Another SOC estimation method is proposed by Chi Zhang [9]. Accurate battery modeling is essential for the state-of-charge (SOC) estimation of electric vehicles, especially when vehicles are operated in dynamic processes. Temperature is a significant factor for battery characteristics, especially for the hysteresis phenomenon. A lack of existing literatures on the consideration of temperature influence in hysteresis voltage can result in errors in SOC estimation. Therefore, this paper gives an insight to the equivalent circuit modeling, considering the hysteresis and temperature effects. A modified one-state hysteresis equivalent circuit model is proposed for battery modeling. The characterization of hysteresis voltage versus SOC at various temperatures was acquired by experimental tests to form a static look-up table. In addition, a strong tracking filter (STF) was applied for SOC estimation. Numerical simulations and experimental tests were performed in a commercial 18650 type Li(Ni1/3Co1/3Mn1/3)O2 battery. The results were systematically compared with extended Kalman filter (EKF) and unscented Kalman filter (UKF). The results of comparison showed the following: (1) the modified model has more voltage tracking capability than the original model and (2) the modified model with STF algorithm has better accuracy, robustness against initial SOC error, voltage measurement drift, and convergence behavior than EKF and UKF [9].
In the paper of Omid Rahbari et al. [10], two techniques that are congruous with the principle of control theory are utilized to estimate the state of health (SOH) of real-life plug-in hybrid electric vehicles (PHEVs) accurately, which is of vital importance to battery management systems. The relation between the battery terminal voltage curve properties and the battery state of health is modelled via an adaptive neuron-fuzzy inference system and a group method of data handling. The comparison of the results demonstrates the capability of the proposed techniques for accurate SOH estimation. Moreover, the estimated results are compared with the direct actual measured SOH indicators using standard tests. The results indicate that the adaptive neuron-fuzzy inference system with 15 rules based on an SOH estimator has better performances over the other technique, with a 1.5% maximum error in comparison to the experimental data [10].
The impact of ageing when using various state of charge (SOC) levels for an electrified vehicle is investigated in the paper of Evelina Wikner [11]. An extensive test series is conducted on Li-ion cells, based on graphite and NMC/LMO electrode materials. Lifetime cycling tests are conducted during a period of three years in various 10% SOC intervals, during which the degradation as function of number of cycles is established. An empirical battery model is designed from the degradation trajectories of the test result. An electric vehicle model is used to derive the load profiles for the ageing model.

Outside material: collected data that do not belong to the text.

PR #5583, opened 2023-02-03
Log filter

labelette91580:
add the possibility to filter the log/debug more detailed :
- for example display only the lines with contaning specific words
- or filter  only the lines with contaning specific words ( for example device reception dump)

 add "debugfilter" switch  in command line :

-debugfilter word1 :  filter all the LOG containing word1
-debugfilter all       :  filter all the LOG : to be used with  all keyword

-debugfilter all,+word1   :  display only log contaning word2 ( filter all word except word1 )
-debugfilter all,+word1,+word2   :  display only log contaning word1 & word2 ( filter all word except word1 & word2 )

### DIFF
--- a/main/Logger.cpp
+++ b/main/Logger.cpp
@@ -509,10 +509,10 @@ bool CLogger::NotificationLogsEnabled()
 void CLogger::SetFilter(const std::string  &pFilter)
 {
 	std::vector<std::string> FilterList;
-    _log.Log(LOG_STATUS, "debugfilter:%s", pFilter.c_str());
+	_log.Debug(DEBUG_NORM, "debugfilter:%s", pFilter.c_str());
 	FilterStringList.clear();
 	KeepStringList.clear();
-	StringSplit(pFilter, ";", FilterList);
+	StringSplit(pFilter, ",", FilterList);
 	for (size_t i = 0; i < FilterList.size(); i++)
 	{
 		if (FilterList[i][0] == '+')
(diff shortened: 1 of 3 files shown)


gizmocuz:
Thank you for this PR!
When you log to a file, you can already use 'tail -f' on this file and use the default logging tools from your system (grep/tee/cut/../../)
In Domoticz in the log window you can also enter the text to filter

labelette91580:
yes
but you are display only the line containing a single word .

here you can filtered many word list and display many word list .
On windows , this is available directly on the windows console with out using the http log windows.

so for debugging , it is very pacticle !
cdt




De : gizmocuz ***@***.***>
Envoyé : vendredi 3 février 2023 12:46
Objet : Re: [domoticz/domoticz] Log filter (PR #5583)


Thank you for this PR!
When you log to a file, you can already use 'tail -f' on this file and use the default logging tools from your system (grep/tee/cut/../../)
In Domoticz in the log window you can also enter the text to filter

gizmocuz:
I don't consider a windows user a serious Domoticz debugger 😁
And in my opinion you can easily disable all hardware except the one you are debugging and then use the log window
(Or the tail -f or console or the developer debug console)
That is if you are writing a new hardware class

labelette91580:
ok😥
i have also develop a log debug function with the level argument as a string
in order not to  be force to declare

  1.  a new _eDebugLevel entry
  2.  update SetLogFlags with the test of new level.

it is more evolutionary
use case  Debug("imperihome","message ")
void CLogger::Debug(const char*  level, const std::string &sLogline)

gizmocuz:
The current log implementation is sufficient and when you call the right log functions it already logs the hardware name with it.
Making a new log with a filter will cause every log line to be handled more slower, making everything slower.
It is very easy to make your own filter
As you already know, it is also possible to output the log file to disk. I enabled this option in my debug environment (visual studio, yes Windows 👌)
I can look into this file in realtime. (I use total commander), but I can also use the unix filter tools
You can also use a windows tool like 'Tailviewer' for this if you want
Sorry closing this PR, thank you for it but it is not needed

The result showed that, when only considering ageing from different types of driving in small depth of discharges (DODs), using a reduced charge level of 50% SOC increased the lifetime expectancy of the vehicle battery by 44% to 130%. When accounting for the calendar ageing as well, this proved to be a large part of the total ageing. By keeping the battery at 15% SOC during parking and limiting the time at high SOC, the contribution from the calendar ageing could be substantially reduced [11].
The aim of this paper of Mahdi Soltani et al. [12] is to investigate the effectiveness of a hybrid energy storage system in heavy duty applications, in protecting the battery from damage due to the high-power rates during charging and discharging. Public transportation based on electric vehicles has attracted significant attention in recent years due to its lower overall emissions. Fewer charging facilities in comparison to gas stations, limited battery lifetime, and extra costs associated with its replacement present some barriers to achieving wider acceptance. A practical solution to improve the battery lifetime and driving range is to eliminate the large-magnitude pulse current flow from and to the battery during acceleration and deceleration. Hybrid energy storage systems that combine high-power (HP) and high-energy (HE) storage units can be used for this purpose. Lithium-ion capacitors (LiC) can be used as a HP storage unit, which is similar to a supercapacitor cell but with a higher rate capability, a higher energy density, and better cyclability. In this design, the LiC can provide the excess power required while the battery fails to do so. Moreover, hybridization enables a downsizing of the overall energy storage system and decreases the total cost as a consequence of lifetime, performance, and efficiency improvement. The procedure followed and presented in this paper demonstrates the good performance of the evaluated hybrid storage system in reducing the negative consequences of the power peaks associated with urban driving cycles and its ability to improve the lifespan by 16% [12].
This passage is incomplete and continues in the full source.